● Problem details
For the entries that follow, restate word for word the line containing "PR #2214, opened 2024-06-25", the line containing "### Solution", and every line that lies between them.
[[ Dataset open ]]
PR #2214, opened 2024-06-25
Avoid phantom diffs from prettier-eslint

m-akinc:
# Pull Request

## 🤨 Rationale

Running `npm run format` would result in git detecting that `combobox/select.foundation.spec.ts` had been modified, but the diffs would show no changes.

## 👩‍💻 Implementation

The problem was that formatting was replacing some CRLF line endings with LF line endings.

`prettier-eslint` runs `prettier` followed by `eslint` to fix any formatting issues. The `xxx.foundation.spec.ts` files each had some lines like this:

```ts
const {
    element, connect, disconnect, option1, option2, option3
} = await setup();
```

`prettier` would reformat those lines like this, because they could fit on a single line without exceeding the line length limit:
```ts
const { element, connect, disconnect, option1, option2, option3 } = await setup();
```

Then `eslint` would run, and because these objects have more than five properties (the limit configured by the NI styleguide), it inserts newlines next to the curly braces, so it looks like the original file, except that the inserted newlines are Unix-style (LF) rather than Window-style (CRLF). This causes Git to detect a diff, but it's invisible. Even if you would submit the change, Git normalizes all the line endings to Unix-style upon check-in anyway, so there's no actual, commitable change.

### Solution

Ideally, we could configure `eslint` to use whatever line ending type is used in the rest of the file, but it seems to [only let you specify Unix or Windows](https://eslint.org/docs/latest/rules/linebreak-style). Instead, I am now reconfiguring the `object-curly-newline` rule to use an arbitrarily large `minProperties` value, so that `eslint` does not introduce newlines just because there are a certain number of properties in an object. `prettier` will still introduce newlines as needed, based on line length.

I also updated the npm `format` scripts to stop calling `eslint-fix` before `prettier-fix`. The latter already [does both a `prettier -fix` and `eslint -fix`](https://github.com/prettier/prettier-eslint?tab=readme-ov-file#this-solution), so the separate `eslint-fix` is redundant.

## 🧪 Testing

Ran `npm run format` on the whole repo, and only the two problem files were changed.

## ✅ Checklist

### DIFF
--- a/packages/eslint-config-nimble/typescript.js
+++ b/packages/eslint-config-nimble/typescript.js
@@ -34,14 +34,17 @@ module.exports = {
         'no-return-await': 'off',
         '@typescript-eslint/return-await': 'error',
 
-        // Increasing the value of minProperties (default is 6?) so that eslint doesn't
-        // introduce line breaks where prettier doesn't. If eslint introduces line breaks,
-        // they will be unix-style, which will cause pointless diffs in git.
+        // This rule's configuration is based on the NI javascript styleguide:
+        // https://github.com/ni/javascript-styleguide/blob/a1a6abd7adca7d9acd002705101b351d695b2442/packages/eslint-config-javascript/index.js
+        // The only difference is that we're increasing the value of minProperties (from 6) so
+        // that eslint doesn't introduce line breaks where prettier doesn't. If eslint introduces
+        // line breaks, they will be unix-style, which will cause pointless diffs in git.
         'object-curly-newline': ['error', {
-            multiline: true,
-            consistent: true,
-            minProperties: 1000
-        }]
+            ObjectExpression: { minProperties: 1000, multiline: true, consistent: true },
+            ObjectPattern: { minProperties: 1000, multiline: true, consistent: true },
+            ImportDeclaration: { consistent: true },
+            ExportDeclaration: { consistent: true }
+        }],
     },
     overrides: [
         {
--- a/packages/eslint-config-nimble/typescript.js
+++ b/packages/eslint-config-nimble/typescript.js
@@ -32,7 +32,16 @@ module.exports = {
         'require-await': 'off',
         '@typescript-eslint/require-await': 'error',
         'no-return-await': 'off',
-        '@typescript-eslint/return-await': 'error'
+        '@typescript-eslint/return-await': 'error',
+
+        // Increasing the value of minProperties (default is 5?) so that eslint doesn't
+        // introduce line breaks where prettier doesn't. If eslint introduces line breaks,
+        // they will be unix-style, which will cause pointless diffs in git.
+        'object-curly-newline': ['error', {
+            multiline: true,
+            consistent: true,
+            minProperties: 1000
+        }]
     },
[[ Dataset closed ]]
[[ Dataset open ]]
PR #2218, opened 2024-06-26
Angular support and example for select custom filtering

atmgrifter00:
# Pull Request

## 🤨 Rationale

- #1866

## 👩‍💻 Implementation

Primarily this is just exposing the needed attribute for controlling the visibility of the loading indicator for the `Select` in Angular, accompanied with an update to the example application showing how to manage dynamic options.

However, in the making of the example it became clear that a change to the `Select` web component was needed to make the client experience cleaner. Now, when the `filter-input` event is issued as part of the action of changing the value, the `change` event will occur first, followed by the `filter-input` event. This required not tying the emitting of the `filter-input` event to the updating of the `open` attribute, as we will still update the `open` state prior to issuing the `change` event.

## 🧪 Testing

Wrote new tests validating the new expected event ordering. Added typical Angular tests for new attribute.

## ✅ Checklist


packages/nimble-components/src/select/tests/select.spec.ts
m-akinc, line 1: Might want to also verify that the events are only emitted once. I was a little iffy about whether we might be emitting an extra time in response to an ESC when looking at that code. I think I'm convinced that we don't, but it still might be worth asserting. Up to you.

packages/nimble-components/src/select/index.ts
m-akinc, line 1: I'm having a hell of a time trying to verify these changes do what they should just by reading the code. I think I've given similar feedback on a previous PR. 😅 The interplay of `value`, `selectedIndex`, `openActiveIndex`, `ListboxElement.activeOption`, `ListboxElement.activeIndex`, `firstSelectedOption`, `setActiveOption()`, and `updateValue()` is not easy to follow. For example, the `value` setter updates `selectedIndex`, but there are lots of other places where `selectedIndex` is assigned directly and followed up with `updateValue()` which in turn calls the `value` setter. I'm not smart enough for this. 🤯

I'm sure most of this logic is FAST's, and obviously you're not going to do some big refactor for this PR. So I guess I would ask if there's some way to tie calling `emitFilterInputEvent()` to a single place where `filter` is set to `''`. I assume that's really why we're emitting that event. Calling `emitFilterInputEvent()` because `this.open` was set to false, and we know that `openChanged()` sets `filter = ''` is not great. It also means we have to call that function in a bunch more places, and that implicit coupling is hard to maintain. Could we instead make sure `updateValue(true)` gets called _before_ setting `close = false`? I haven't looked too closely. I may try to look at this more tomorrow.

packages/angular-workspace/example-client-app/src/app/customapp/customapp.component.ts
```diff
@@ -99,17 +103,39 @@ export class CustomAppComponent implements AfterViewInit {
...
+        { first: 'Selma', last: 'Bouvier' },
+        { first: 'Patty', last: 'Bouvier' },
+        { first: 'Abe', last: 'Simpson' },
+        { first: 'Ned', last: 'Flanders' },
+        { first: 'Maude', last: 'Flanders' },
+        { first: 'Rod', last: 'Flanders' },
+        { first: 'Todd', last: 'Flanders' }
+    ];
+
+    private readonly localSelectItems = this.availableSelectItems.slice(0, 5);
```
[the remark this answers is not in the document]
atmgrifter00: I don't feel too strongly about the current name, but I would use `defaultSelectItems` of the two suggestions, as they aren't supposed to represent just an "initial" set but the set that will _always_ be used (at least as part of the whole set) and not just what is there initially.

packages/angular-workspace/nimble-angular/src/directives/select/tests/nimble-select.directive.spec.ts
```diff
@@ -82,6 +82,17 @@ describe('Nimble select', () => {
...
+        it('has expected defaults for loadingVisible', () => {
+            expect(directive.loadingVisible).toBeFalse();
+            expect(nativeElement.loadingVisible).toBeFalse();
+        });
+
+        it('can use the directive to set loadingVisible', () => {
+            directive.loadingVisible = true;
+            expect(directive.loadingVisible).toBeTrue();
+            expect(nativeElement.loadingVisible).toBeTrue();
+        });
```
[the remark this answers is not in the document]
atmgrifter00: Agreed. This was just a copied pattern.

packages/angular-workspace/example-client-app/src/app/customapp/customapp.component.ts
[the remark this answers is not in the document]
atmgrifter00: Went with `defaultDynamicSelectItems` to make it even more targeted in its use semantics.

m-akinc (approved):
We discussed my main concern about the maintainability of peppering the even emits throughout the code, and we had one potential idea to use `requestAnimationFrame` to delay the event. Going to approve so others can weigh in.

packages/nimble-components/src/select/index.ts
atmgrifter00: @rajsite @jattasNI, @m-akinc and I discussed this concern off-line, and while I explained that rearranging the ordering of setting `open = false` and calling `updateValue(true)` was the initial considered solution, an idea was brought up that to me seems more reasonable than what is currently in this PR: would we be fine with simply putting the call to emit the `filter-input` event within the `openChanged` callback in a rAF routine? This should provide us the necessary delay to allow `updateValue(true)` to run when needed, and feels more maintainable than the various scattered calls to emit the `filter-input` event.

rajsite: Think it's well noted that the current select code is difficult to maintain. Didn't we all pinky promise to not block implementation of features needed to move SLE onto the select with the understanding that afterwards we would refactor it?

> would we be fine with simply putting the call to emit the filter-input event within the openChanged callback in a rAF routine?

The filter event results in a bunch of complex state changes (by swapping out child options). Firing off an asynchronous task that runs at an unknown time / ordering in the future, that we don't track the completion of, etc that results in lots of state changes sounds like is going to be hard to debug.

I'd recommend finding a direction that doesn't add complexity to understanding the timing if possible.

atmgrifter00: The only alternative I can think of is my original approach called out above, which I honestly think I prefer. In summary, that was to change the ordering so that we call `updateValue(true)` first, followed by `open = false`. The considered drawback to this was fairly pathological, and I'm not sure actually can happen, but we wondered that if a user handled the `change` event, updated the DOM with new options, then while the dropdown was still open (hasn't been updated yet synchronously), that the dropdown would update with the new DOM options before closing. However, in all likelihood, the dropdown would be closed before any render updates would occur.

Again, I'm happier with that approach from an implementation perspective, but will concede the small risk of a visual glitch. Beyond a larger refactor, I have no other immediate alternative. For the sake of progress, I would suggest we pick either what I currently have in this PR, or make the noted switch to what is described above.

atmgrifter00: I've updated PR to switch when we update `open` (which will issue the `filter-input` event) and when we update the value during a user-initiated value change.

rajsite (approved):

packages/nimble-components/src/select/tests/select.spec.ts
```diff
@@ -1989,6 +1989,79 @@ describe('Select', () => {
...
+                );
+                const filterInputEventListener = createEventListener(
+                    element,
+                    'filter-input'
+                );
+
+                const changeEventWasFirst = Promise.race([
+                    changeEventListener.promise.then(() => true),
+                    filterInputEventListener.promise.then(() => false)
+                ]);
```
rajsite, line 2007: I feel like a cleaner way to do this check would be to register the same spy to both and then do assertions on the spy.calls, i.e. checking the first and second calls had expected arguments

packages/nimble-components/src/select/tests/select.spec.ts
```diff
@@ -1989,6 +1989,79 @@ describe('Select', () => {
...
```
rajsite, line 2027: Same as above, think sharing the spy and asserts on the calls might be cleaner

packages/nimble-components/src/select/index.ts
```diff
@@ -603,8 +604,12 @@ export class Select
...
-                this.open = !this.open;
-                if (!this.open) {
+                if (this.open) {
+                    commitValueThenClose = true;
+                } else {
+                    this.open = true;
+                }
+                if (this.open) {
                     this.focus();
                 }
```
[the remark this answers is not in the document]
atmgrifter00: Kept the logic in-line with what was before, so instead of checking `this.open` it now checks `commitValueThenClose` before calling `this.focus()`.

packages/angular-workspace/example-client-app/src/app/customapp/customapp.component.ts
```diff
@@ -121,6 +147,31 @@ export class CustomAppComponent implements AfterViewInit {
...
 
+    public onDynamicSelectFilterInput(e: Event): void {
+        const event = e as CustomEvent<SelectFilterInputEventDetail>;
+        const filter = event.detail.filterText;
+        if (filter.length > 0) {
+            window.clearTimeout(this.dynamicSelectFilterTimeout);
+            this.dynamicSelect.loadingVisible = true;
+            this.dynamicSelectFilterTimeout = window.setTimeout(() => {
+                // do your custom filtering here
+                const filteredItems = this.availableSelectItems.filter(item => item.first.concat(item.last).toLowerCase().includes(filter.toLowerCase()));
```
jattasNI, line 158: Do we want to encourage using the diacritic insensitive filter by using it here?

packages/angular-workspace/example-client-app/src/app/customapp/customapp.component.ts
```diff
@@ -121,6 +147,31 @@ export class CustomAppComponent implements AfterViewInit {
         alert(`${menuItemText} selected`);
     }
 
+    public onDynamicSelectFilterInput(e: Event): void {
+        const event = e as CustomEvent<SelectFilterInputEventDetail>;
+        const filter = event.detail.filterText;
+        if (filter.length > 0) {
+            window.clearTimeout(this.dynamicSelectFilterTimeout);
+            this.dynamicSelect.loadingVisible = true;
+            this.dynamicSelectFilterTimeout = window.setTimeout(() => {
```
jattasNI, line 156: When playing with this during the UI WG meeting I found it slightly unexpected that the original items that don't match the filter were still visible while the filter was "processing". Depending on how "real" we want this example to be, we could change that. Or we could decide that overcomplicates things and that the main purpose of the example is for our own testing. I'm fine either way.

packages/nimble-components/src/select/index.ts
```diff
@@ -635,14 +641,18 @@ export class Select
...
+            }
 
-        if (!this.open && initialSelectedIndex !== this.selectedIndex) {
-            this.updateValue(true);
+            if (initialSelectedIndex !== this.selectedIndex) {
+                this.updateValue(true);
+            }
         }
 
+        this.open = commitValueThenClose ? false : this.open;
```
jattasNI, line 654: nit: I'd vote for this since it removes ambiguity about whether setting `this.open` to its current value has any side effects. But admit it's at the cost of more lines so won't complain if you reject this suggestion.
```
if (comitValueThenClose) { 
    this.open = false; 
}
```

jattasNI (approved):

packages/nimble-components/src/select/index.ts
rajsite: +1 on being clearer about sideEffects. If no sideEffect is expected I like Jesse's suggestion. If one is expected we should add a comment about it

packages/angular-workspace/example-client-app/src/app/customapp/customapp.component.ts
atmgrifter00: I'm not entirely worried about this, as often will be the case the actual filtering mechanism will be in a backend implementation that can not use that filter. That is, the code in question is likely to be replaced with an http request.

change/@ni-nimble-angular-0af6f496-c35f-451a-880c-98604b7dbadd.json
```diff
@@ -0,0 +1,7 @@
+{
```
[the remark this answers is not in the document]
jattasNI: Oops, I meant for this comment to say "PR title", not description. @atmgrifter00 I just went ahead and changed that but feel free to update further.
[[ Dataset closed ]]
● Worked solution
PR #2214, opened 2024-06-25
Avoid phantom diffs from prettier-eslint

m-akinc:
# Pull Request

## 🤨 Rationale

Running `npm run format` would result in git detecting that `combobox/select.foundation.spec.ts` had been modified, but the diffs would show no changes.

## 👩‍💻 Implementation

The problem was that formatting was replacing some CRLF line endings with LF line endings.

`prettier-eslint` runs `prettier` followed by `eslint` to fix any formatting issues. The `xxx.foundation.spec.ts` files each had some lines like this:

```ts
const {
    element, connect, disconnect, option1, option2, option3
} = await setup();
```

`prettier` would reformat those lines like this, because they could fit on a single line without exceeding the line length limit:
```ts
const { element, connect, disconnect, option1, option2, option3 } = await setup();
```

Then `eslint` would run, and because these objects have more than five properties (the limit configured by the NI styleguide), it inserts newlines next to the curly braces, so it looks like the original file, except that the inserted newlines are Unix-style (LF) rather than Window-style (CRLF). This causes Git to detect a diff, but it's invisible. Even if you would submit the change, Git normalizes all the line endings to Unix-style upon check-in anyway, so there's no actual, commitable change.

### Solution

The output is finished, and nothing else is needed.